Go to the line below containing "field: string;" and print exactly from there through the line containing "Found two outstanding", both included. Print nothing else.

--- Working data ---
-- -- --
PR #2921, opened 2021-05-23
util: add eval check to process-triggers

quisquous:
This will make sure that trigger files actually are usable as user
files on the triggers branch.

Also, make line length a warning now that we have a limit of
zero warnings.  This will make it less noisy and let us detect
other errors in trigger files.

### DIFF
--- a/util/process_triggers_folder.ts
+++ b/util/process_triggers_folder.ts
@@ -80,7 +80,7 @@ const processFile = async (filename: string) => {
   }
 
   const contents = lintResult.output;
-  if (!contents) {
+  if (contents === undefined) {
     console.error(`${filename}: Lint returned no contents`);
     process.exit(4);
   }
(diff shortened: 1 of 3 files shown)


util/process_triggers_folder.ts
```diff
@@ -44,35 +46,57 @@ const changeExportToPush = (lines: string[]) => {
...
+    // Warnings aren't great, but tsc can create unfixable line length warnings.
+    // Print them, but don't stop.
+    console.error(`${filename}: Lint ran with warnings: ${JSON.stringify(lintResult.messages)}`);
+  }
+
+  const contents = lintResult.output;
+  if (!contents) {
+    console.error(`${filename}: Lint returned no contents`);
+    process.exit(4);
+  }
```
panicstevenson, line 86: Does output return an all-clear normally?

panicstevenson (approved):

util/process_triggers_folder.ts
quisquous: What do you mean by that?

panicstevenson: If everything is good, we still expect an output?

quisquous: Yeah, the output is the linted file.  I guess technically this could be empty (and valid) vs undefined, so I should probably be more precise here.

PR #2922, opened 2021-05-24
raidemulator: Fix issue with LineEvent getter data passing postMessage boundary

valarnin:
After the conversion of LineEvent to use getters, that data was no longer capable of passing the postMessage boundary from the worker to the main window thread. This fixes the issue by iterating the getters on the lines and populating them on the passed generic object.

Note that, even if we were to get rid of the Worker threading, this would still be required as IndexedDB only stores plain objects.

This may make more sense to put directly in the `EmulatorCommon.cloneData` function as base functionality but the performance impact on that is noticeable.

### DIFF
-- -- --
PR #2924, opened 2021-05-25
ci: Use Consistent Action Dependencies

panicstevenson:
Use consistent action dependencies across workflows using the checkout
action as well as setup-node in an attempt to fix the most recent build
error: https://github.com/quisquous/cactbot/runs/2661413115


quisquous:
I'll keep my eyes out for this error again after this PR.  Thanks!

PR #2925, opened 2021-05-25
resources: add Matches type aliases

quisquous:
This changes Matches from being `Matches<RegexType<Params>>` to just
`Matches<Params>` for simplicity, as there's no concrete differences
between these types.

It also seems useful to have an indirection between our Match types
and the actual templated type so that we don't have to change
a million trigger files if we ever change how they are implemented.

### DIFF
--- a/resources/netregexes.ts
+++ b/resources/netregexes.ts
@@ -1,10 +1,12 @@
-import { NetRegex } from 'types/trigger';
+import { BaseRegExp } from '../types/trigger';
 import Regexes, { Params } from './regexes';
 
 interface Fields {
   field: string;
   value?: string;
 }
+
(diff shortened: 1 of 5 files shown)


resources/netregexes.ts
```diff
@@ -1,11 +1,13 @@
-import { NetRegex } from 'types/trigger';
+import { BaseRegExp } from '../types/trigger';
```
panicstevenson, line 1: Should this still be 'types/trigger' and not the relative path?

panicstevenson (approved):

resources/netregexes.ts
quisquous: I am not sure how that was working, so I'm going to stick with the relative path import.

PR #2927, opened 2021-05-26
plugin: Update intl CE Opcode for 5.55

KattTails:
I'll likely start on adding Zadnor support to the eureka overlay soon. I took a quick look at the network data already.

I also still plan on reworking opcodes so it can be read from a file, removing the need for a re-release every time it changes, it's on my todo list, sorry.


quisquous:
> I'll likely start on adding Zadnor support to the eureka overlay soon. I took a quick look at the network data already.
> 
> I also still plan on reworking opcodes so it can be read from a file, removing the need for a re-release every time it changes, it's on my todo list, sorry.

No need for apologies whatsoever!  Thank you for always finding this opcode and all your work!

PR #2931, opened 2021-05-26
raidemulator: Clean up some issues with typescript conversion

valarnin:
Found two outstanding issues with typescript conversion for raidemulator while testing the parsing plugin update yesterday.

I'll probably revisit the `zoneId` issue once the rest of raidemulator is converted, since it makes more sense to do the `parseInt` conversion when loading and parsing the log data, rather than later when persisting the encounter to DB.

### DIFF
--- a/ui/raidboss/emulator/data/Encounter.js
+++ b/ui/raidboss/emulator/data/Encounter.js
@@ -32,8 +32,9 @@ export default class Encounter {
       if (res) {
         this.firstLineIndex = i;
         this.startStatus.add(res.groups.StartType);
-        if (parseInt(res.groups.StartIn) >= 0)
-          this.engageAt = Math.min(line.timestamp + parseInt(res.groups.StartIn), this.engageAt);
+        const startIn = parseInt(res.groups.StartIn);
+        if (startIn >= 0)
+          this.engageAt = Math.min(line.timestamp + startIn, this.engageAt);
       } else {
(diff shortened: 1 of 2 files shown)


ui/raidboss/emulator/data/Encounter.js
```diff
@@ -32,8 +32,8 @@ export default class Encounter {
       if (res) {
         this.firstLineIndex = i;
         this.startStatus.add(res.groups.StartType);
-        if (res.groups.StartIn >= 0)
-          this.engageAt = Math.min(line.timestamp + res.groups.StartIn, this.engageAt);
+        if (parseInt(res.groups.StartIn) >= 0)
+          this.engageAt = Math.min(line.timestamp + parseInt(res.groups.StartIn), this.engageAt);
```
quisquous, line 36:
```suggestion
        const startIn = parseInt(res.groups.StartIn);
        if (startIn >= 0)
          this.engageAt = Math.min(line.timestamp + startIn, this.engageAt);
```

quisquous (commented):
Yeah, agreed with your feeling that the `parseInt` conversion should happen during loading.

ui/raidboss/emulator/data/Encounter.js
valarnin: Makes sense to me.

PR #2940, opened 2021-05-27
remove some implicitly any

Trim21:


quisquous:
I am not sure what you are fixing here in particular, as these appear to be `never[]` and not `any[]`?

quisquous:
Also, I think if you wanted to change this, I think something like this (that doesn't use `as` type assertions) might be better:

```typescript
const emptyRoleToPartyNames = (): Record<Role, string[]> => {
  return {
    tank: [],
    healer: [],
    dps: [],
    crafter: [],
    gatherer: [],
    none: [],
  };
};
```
-- -- --
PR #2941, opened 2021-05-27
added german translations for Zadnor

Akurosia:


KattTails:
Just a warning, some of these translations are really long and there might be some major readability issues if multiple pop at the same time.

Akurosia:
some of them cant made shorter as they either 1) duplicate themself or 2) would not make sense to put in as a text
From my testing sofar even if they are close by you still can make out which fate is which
-- -- --
--- Your response ---
   field: string;
   value?: string;
 }
+
(diff shortened: 1 of 5 files shown)


resources/netregexes.ts
```diff
@@ -1,11 +1,13 @@
-import { NetRegex } from 'types/trigger';
+import { BaseRegExp } from '../types/trigger';
```
panicstevenson, line 1: Should this still be 'types/trigger' and not the relative path?

panicstevenson (approved):

resources/netregexes.ts
quisquous: I am not sure how that was working, so I'm going to stick with the relative path import.

PR #2927, opened 2021-05-26
plugin: Update intl CE Opcode for 5.55

KattTails:
I'll likely start on adding Zadnor support to the eureka overlay soon. I took a quick look at the network data already.

I also still plan on reworking opcodes so it can be read from a file, removing the need for a re-release every time it changes, it's on my todo list, sorry.


quisquous:
> I'll likely start on adding Zadnor support to the eureka overlay soon. I took a quick look at the network data already.
> 
> I also still plan on reworking opcodes so it can be read from a file, removing the need for a re-release every time it changes, it's on my todo list, sorry.

No need for apologies whatsoever!  Thank you for always finding this opcode and all your work!

PR #2931, opened 2021-05-26
raidemulator: Clean up some issues with typescript conversion

valarnin:
Found two outstanding issues with typescript conversion for raidemulator while testing the parsing plugin update yesterday.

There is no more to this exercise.